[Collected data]

--------------------------------------------------

PR #9601, opened 2025-10-31
Backup path fixes

dirkkul:
### Review checklist

### DIFF
--- a/entities/diskio/files.go
+++ b/entities/diskio/files.go
@@ -60,7 +60,7 @@ func SanitizeFilePathJoin(rootPath string, relativeFilePath string) (string, err
 	if err != nil {
 		return "", fmt.Errorf("make %q relative to %q: %w", finalPath, rootPath, err)
 	}
-	if rel == ".." || strings.HasPrefix(rel, ".."+string(filepath.Separator)) {
+	if strings.HasPrefix(rel, "..") {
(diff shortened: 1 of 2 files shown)


entities/diskio/files.go
```diff
@@ -33,3 +38,30 @@ func Fsync(path string) error {
...
+		return "", fmt.Errorf("relative file path %q is an absolute path", relativeFilePath)
+	}
+	combinedPath := filepath.Join(rootPath, cleanFilePath)
+	finalPath := filepath.Clean(combinedPath)
+
+	rel, err := filepath.Rel(rootPath, finalPath)
+	if err != nil {
+		return "", fmt.Errorf("make %q relative to %q: %w", finalPath, rootPath, err)
+	}
+	if rel == ".." || strings.HasPrefix(rel, ".."+string(filepath.Separator)) {
```
antas-marcin: isn't it enough to check that the filepath starts with `..`? like that `strings.HasPrefix(rel, "..")`?

antas-marcin: the we could replace:
```
if rel == ".." || strings.HasPrefix(rel, ".."+string(filepath.Separator)) {
```
with just
```
if strings.HasPrefix(rel, "..") {
```

dirkkul: yep, true!

antas-marcin (approved):

PR #9648, opened 2025-11-04
enhancement(tracing): introduce experimental tracing

tsmith023:
### What's being changed:

This PR introduces the boilerplate scaffolding that introduces per-request tracing to the database. It uses OpenTelemetry to create spans and injects the necessary boilerplate for handling this on a per-request basis into the public HTTP middlewares and gRPC interceptors

It is compatible with typical tracing handlers that meet the OpenTelemetry spec like [Grafana Tempo](https://grafana.com/oss/tempo/)

### Review checklist


nathanwilk7 (approved):

adapters/handlers/rest/configure_api.go
moogacs, line 1: **thought:**  i think tracing shutdown needs to be called on shutdown

usecases/telemetry/opentelemetry/config.go
```diff
@@ -0,0 +1,140 @@
...
+		ExporterEndpoint:   "localhost:4317",
+		ExporterProtocol:   "grpc",
+		SamplingRate:       0.01, // 1% sampling by default
+		BatchTimeout:       5 * time.Second,
+		MaxExportBatchSize: 512,
+	}
+}
+
+// FromEnvironment creates a Config from environment variables
+func FromEnvironment() *Config {
```
moogacs, line 50: **thought:**  shall we do it runtime config to avoid the need for restarts to enable/disable , wdyt ?

usecases/telemetry/opentelemetry/provider.go
```diff
@@ -0,0 +1,177 @@
...
+			config: cfg,
+			logger: logger,
+		}, nil
+	}
+
+	// Create resource with service information
+	res, err := resource.New(context.Background(),
+		resource.WithAttributes(
+			semconv.ServiceName(cfg.ServiceName),
+			semconv.ServiceVersion(build.Version), // TODO: get from build info
```
moogacs: **nitpick:** i think the TODO is not needed anyoroe

usecases/telemetry/opentelemetry/provider.go
```diff
@@ -0,0 +1,177 @@
...
+	)
+
+	return otlptrace.New(context.Background(), client)
+}
+
+// Tracer returns the OpenTelemetry tracer
+func (p *Provider) Tracer() trace.Tracer {
+	if p.tracer == nil {
+		// TODO
+		// return trace.NewNoopTracerProvider().Tracer("noop")
```
moogacs: **nitpick:** i think todo is not needed

usecases/telemetry/opentelemetry/tracer.go
```diff
@@ -0,0 +1,71 @@
...
+import (
+	"context"
+
+	"github.com/sirupsen/logrus"
+	"go.opentelemetry.io/otel/trace"
+	"go.opentelemetry.io/otel/trace/noop"
+)
+
+// Global provider instance
+var globalProvider *Provider
```
moogacs, line 24: **suggestion:**  could be passed from `configuration_api.go ` file on Init. to `Init()` func to avoid having it on the pkg level

moogacs (commented):
LGTM, left minor comments

usecases/telemetry/opentelemetry/config.go
tsmith023: Yes, we discussed it and will leave for a future PR

usecases/telemetry/opentelemetry/tracer.go
tsmith023: `func IsEnabled() bool` is called all over the middleware and requires the provider to be global but I agree that it would be cleaner to have it not be this way 🤔 Are you happy to add a TODO here and merge for now?

moogacs: sure

usecases/telemetry/opentelemetry/provider.go
```diff
@@ -0,0 +1,175 @@
...
+// createGRPCExporter creates a gRPC OTLP exporter
+func createGRPCExporter(cfg *Config) (sdktrace.SpanExporter, error) {
+	// Parse the endpoint to extract host:port for gRPC
+	endpoint := cfg.ExporterEndpoint
+	if strings.HasPrefix(endpoint, "http://") {
+		endpoint = strings.TrimPrefix(endpoint, "http://")
+	} else if strings.HasPrefix(endpoint, "https://") {
+		endpoint = strings.TrimPrefix(endpoint, "https://")
+	}
+
```
moogacs: **suggestion:**  i think this is not needed as we do handle it in [config layer](https://github.com/weaviate/weaviate/pull/9648/files#diff-dde30b29ca80877ac67a4d34482257c261cc0aae9ea2ac0f62211675366b8df2R80)

usecases/monitoring/tracing.go
```diff
@@ -0,0 +1,346 @@
...
+
+		// Add events for important milestones
+		span.AddEvent("rpc.request.completed",
+			trace.WithAttributes(
+				attribute.Int64("duration_ms", duration.Milliseconds()),
+			),
+		)
+
+		// Add debug trace context to outgoing metadata for debugging (optional)
+		outMD := metadata.New(map[string]string{"x-trace-id": span.SpanContext().TraceID().String()})
```
moogacs, line 149: **question:**  are we gonna stay with `x-trace-id` or `x-request-id` ? and shall we make it constant, wdyt ?

moogacs (dismissed):
LGTM, left 2 minor suggestion otherwise looks good and relaxed it's under experimental flag

usecases/monitoring/tracing.go
tsmith023: As it turns out, `x-request-id` is an envoy-specific header. The`otel` information is retrieved from `traceparent`, which is also communicated back in the trailing metadata. This specific one here is added as an easily visible ID that doesn't need specific extraction from `traceparent`

PR #9655, opened 2025-11-05
Fix replicated indices shutdown test

nathanwilk7:
### What's being changed:

Not certain this will fix the test issue, I believe there's an issue with `t.Fatalf` being unable to complete the deferred `server.Close` , but I'm not sure why the failed tests show many more than 1 worker waiting on `indices_replicas.go:207`. The previously seen test failure would make sense if we try to close the server before we allow the fake replicator to return.

### Review checklist


antas-marcin (approved):

nathanwilk7:
protolint test is unrelated, authz test is failing same way on main

PR #9671, opened 2025-11-06
fix(LazyLoadSahrd): avoid lock contention 

moogacs:
### What's being changed:
this PR 
- convert `loaded` flag to atomic to avoid usage of mutex and lock content at all for methods on LazyLoadShard

### Review checklist

### DIFF
--- a/adapters/repos/db/shard_lazyloader.go
+++ b/adapters/repos/db/shard_lazyloader.go
@@ -360,6 +360,10 @@ func (l *LazyLoadShard) drop() error {
 	// if not loaded, execute simplified drop without loading shard:
 	// - perform required actions
 	// - remove entire shard directory
+	// use lock to prevent eventual concurrent droping and loading
+	l.mutex.Lock()
+	defer l.mutex.Unlock()
+
 	if !l.isLoaded() {
 		idx := l.shardOpts.index
 		className := idx.Config.ClassName.String()


adapters/repos/db/shard_lazyloader.go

--------------------------------------------------

● Prompt: Filter the data above by the word "Separator" and copy every line that matches.

● Response below:
-	if rel == ".." || strings.HasPrefix(rel, ".."+string(filepath.Separator)) {
+	if rel == ".." || strings.HasPrefix(rel, ".."+string(filepath.Separator)) {
if rel == ".." || strings.HasPrefix(rel, ".."+string(filepath.Separator)) {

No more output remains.